The memory of those three days was still fresh in her mind. It wasn’t something a young woman could throw off very quickly. She had been maid of honor at their friends’ wedding. The bride, Alex, had been kidnapped and brutally murdered the night of the wedding. It was the groom, Jesse McDermitt, that Deuce had come to see. He’d been sort of recruited by DHS to ferry their teams to and from places they needed to go. He owned a big charter fishing boat that was the perfect cover. Not a good way to start a recruitment, losing your wife on your wedding day, Deuce thought.
Just then, a short, very round man with a bald head and thick red beard walked through the back door. He was talking with an older black man. The two of them stopped when they saw Deuce.
“Julie!” the fat man said. “What’d I tell you about letting Squids in my bar?” Then he walked up to Deuce and put him in a big bear hug.
“How ya been, Deuce?” he said. “Hope you can stay for supper. Rufus here just bought some fresh hogfish from one of the local spear fishermen.”
“Welcome bak, Mistah Livinston, sar,” said the old black man, extending his hand.
Deuce shook his hand and turned to the fat man and said, “Thanks for the invite, Rusty. I was looking for Jesse. Any idea where he’s at?”
“Up at his house, I’d guess,” Rusty replied.
“No, I was just up there.”
“Wah I heah,” Rufus said, “he be hepin Carl Trent wit a trouble he be havin.”
“Trent?” Rusty asked. “Where’d you hear that?”
“Jimmy was tellin mi bout it,” he replied.
“Who’s Carl Trent?” Deuce asked.
“Owns a shrimp boat down to Key Weird,” Rusty said.
“Is Jimmy around?”
“He just left a few minutes before you got here,” Julie said. “Probably at Angie’s houseboat. Carl is Angie’s dad.”
“Can I steal your daughter for an hour, Rusty?” Deuce asked.

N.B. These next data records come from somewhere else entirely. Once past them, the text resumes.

PR #21188, opened 2025-02-11
feat: Adjust scale when rounding `Decimal`

### LINKED ISSUE #21159: Round on `Decimal` type should change the "Scale" like on other systems
### Description

When rounding a Decimal it is common also adjust the Decimal-Scale accordingly.
So when rounding a `Decimal(*, 5)` to 2 places I expect the new type to be `Decimal(*, 2)`

Example
```python
(
    pl.DataFrame({"x": ["1.2345"]})
    .with_columns(d=pl.col("x").cast(pl.Decimal))
    .with_columns(d_round=pl.col("d").round(2))
)
```

Current Result
```python
shape: (1, 3)
┌────────┬──────────────┬──────────────┐
│ x      ┆ d            ┆ d_round      │
│ ---    ┆ ---          ┆ ---          │
│ str    ┆ decimal[*,4] ┆ decimal[*,4] │
╞════════╪══════════════╪══════════════╡
│ 1.2345 ┆ 1.2345       ┆ 1.2300       │
└────────┴──────────────┴──────────────┘
```

Expected
```python
shape: (1, 3)
┌────────┬──────────────┬──────────────┐
│ x      ┆ d            ┆ d_round      │
│ ---    ┆ ---          ┆ ---          │
│ str    ┆ decimal[*,4] ┆ decimal[*,2] │
╞════════╪══════════════╪══════════════╡
│ 1.2345 ┆ 1.2345       ┆ 1.23         │
└────────┴──────────────┴──────────────┘
```

Julian-J-S:
fix #21159

Rounding a `Decimal[*, 4]` like `1.2345` to 2 decimal places should result in 
- `1.23` (this seems the "standard") and not
- `1.2300` (currently)

### DIFF
--- a/crates/polars-ops/src/series/ops/round.rs
+++ b/crates/polars-ops/src/series/ops/round.rs
@@ -60,9 +60,9 @@ pub trait RoundSeries: SeriesSealed {
                         0
                     };
                     let round_offset = if v < 0 { -round_offset } else { round_offset };
-                    v - rem + round_offset
+                    (v - rem + round_offset) / multiplier
                 })
-                .into_decimal_unchecked(precision, scale as usize);
+                .into_decimal_unchecked(precision, decimals as usize);
 
             return Ok(ca.into_series());
         }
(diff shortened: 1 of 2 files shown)


ritchie46:
@orlp do you agree with these semantics?

orlp:
I don't agree with these semantics, especially when we change to the planned system where the scale is fixed instead of floating based on operations. Changing scale will be an explicit operation, not part of ordinary rounding.

PR #21192, opened 2025-02-11
feat: Add list.index_of_in() to Expr and Series

### LINKED ISSUE #20626: Search for an item in a list (or array), part 2

itamarst:
Fixes #20626.

The prototype in the draft PR (#20733) was 10× faster than using non-obvious hacky Python implementations based on `list.eval()`, so I would guess this is too.

Just as a reminder, the original requested feature in #5503 that led to the addition of `Expr.index_of()` was actually what's covered in this PR. And this is also what G-Research internal users had requested, so it seems like there are multiple potential users.


ritchie46:
We still haven't decided if we want this. I want to think of better ways than implementing every expression again over arrays and lists. Iterators over anyvalues, are things we should avoid. I want something more generic that allows us to reuse expressions on lists in way that doesn't impact binary size and reuses existing logic such as the row-encoding. 

I first want to thing about this one. Being faster than list.eval isn't a metric we think is important in this, as list.eval is very very slow. This is of course perfectly implementable as plugin, if needed upstream.

itamarst:
Insofar as possible this uses `ChunkedArray.iter()`, rather than `Series.iter()`.

And the fact that (if you want type coercion in IR, anyway) it required an additional kind of type coercion is at least something to consider for a more generic implementation strategy.

If you decide not to accept this I will likely refactor into a plugin, yes.

itamarst:
Not sure what's up with the Python docs.

itamarst:
@ritchie46 have you had a chance to think some more about whether you're going to go with an architectural approach?

itamarst:
Just checking again, is there anything more about an architectural approach?

PR #21194, opened 2025-02-11
Faster test python ci experiment

itamarst:


itamarst:
Crap, wrong repo, sorry. Hopefully shouldn't actually affect the cache in meaningful way cause it hashes Cargo.toml.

“Sure, y’all run along. Me and Rufus can mind the store for a while. Just be back here by sixteen hundred, or that hogfish will disappear. Oh, and if ya find Jesse, there’s been a lawyer fella coming around looking for him. Let him know, okay?”
“Sure will, Rusty,” Deuce said.
Julie removed her apron and took Deuce’s hand as they walked out of the bar. They crossed the shell parking lot, then walked around the end of the small marina toward a path that led through the woods.
“Rusty’s fixed up the canal,” Deuce said.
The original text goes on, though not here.